Akademik Veri Yönetim Sistemi
Nursing in Critical Care, cilt.30, sa.5, 2025 (SCI-Expanded)
Background: The transfer of patients from intensive care units (ICUs) to general wards often causes significant anxiety, negatively impacting recovery, well-being and increasing the risk of readmission. Aim: This study was aimed to evaluate the impact of ‘Nurse-led Transfer Programme with Patient Relatives’ on anxiety and haemodynamic parameters in patients undergoing cardiovascular surgery (CVS) who are being transferred from the ICU to a general ward. Study Design: This monocentric, non-randomised quasi-experimental study was conducted on 150 patients hospitalised in CVS-ICU. Before transfer, patients' anxiety levels were assessed using the State–Trait Anxiety Inventory (STAI-I) and vital signs were recorded. Then, the transferring with a patient relative intervention was implemented, and the patient was assessed by the nurse immediately before the transfer and 30–60 min after the transfer.
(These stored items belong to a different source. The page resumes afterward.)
Issue #1636, opened 2015-09-01
Feature Request - Add bearing to Response Message


Selikoff:
The "/match" and "/locate" services are excellent for map-matching a vehicle to a road.  Would there be much effort in updating these services to return a bearing value (0 to 360) in the list of response fields?  For bi-directional roads or intersections, I can understand this being ambiguous for the "/locate" service, but for one-way streets or places where a list of points was passed to "/match", the direction should be able to be determined using the road and history data.

TheMarex:
@Selikoff you get the full geometry of the road in the response of the `match` plugin (and an index into the coordinate array to the point that corresponds with the input trace point). You can extract the bearing from the adjacent coordinates of the road.

Selikoff:
Thanks @TheMarex, I'll give that a shot. Either way, it would be useful to have it as an output parameter in the response message.

Selikoff:
@TheMarex Can you provide more details about how this would work?  Would I just take the last two geometry points and compute the bearing between them?  Also, how do the geometry points differ from the map matched points?

TheMarex:
@Selikoff I'm sorry I actually confused the `match` response with `viaroute`. It is a little it more complicated:
- pass `instructions=true` and `geometry=true` to your `match` query
- use the instructions array to derive the location of your matched point in the geometry: look for the `ReachViaLocation` (numeric values is `9`) instructions as outlined [here](https://github.com/Project-OSRM/osrm-backend/wiki/Server-api#response-2)
- Each of those via instructions corresponds to a matched point (they are `vias` of the route)
- The 4th array entry `idx` of corresponds to the index in the coordinate array represented by `geometry`
- Depending of what bearing value you want to use compute `bearing(geometry[idx-1], geometry[idx])`

Selikoff:
Thanks @TheMarex, this is part of why it would be great if this was part of the /match service.  This is a lot of steps to perform by the client.

daniel-j-h:
I'm not sure if I fully understand your use-case but by now we have
- bearing_before: The clockwise angle from true north to the direction of travel immediately before the maneuver.
- bearing_after: The clockwise angle from true north to the direction of travel immediately after the maneuver.

https://github.com/Project-OSRM/osrm-backend/blob/master/docs/http.md#stepmaneuver-object

Is that good enough for your usage?

retorquere:
[...]

PR #1841, opened 2015-12-26
use double precision calculations instead of mixing double and float

mortada:
I noticed that the `match` API can have the `matched points` visibly off the way geometry. After digging into the code this appears to be a numerical precision issue. Some of the internal calculations are `float` based while others are `double` based. Here's an example showcasing the current behavior:

osrm-precision-current

Notice that the matched points (plotted in red) are not on the way polyline. After changing all calculations to be `double` based, here's the new behavior with this PR

osrm-precision-fixed

### DIFF
--- a/include/engine/geospatial_query.hpp
+++ b/include/engine/geospatial_query.hpp
@@ -30,7 +30,7 @@ template <typename RTreeT> class GeospatialQuery
     // Does not filter by small/big component!
     std::vector<PhantomNodeWithDistance>
     NearestPhantomNodesInRange(const FixedPointCoordinate &input_coordinate,
-                               const float max_distance,
+                               const double max_distance,
                                const int bearing = 0,
                                const int bearing_range = 180)
     {
@@ -40,7 +40,7 @@ template <typename RTreeT> class GeospatialQuery
                           {
                               return checkSegmentBearing(data, bearing, bearing_range);
                           },
-                          [max_distance](const std::size_t, const float min_dist)
+                          [max_distance](const std::size_t, const double min_dist)
                           {
                               return min_dist > max_distance;
                           });
@@ -61,7 +61,7 @@ template <typename RTreeT> class GeospatialQuery
                                      {
                                          return checkSegmentBearing(data, bearing, bearing_range);
                                      },
-                                     [max_results](const std::size_t num_results, const float)
+                                     [max_results](const std::size_t num_results, const double)
                                      {
                                          return num_results >= max_results;
                                      });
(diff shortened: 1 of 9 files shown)


mortada:
Note that the loss of precision happens immediately with `float` even though internally there's the fixed precision conversion to `int` (i.e. `FixedPointCoordinate`). A simple example to illustrate this:

```
#include <boost/lexical_cast.hpp>
#include <string>
#include <iomanip>
#include <iostream>

int main()
{
  std::string lat = "37.387442";

  float COORDINATE_PRECISION = 1000000.f;
  float lat_float = boost::lexical_cast<float>(lat);
  int lat_int = lat_float * COORDINATE_PRECISION;
  float lat_float_after = lat_int / COORDINATE_PRECISION;
  std::cout << std::setprecision(8) << "lat as string " << lat << " \n";
  std::cout << std::setprecision(8) << "lat as float " << lat_float << " \n";
  std::cout << std::setprecision(8) << "lat as int " << lat_int << " \n";
  std::cout << std::setprecision(8) << "lat as float (after fixed precision conversion) " << lat_float_after << " \n";

  double COORDINATE_PRECISION2 = 1000000.0;
  double lat_double = boost::lexical_cast<double>(lat);
  int lat_int2 = lat_double * COORDINATE_PRECISION2;
  double lat_double_after = lat_int2 / COORDINATE_PRECISION2;
  std::cout << std::setprecision(8) << "lat as double " <<  lat_double << " \n";
  std::cout << std::setprecision(8) << "lat as double (after fixed precision conversion) " << lat_double_after << " \n";
}
```

this outputs
```
lat as string 37.387442
lat as float 37.387444
lat as int 37387444
lat as float (after fixed precision conversion) 37.387444
lat as double 37.387442
lat as double (after fixed precision conversion) 37.387442
```

as can be seen above there's a loss of precision when doing the conversion in `float`, while using `double` is ok

TheMarex:
@mmehyar Sorry missed this PR. Can you try to rebase on`develop`?

In general :+1: as this will not increase memory usage and runtime overhead is neglectable.

mortada:
@TheMarex thanks a lot, I've rebased this PR

mortada:
@TheMarex thanks a lot! So I actually have a related question - what do you think would be the easiest way to also return the index of the way segment for each matched point? For instance, in this case the indices may be [2, 9, 10]. I'd like to be able to compute how far each matched point is into the matched way polyline.  

This is similar to the feature request here: https://github.com/Project-OSRM/osrm-backend/issues/1636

Results: Patients in the nurse-led patient relatives transfer group showed significantly lower state anxiety scores immediately before (34.3 ± 5.3 vs. 61.3 ± 2.5) and after transfer (28.5 ± 2.4 vs. 33.4 ± 3.1) than in the control group (p < 0.001). After controlling for baseline anxiety and ICU stay duration, the intervention had a significant effect on anxiety levels (Pillai's trace = 0.926; F = 1739.3; p < 0.001). Although vital signs also improved significantly within groups over time, between-group differences were not clinically substantial. Conclusions: The findings suggest that the Nurse-led Transfer Programme with patient relatives effectively reduces patients' anxiety during and after transfer from ICU to the general ward, thereby supporting the provision of holistic care to both patients and their families. Relevance to Clinical Practice: Involving relatives in ICU-to-ward transfers may ease patient anxiety and improve transitions. Nurse-led programmes with family presence support holistic care and can be integrated into discharge protocols to enhance outcomes and continuity. Trial Registration: ClinicalTrials.gov identifier: NCT06979414.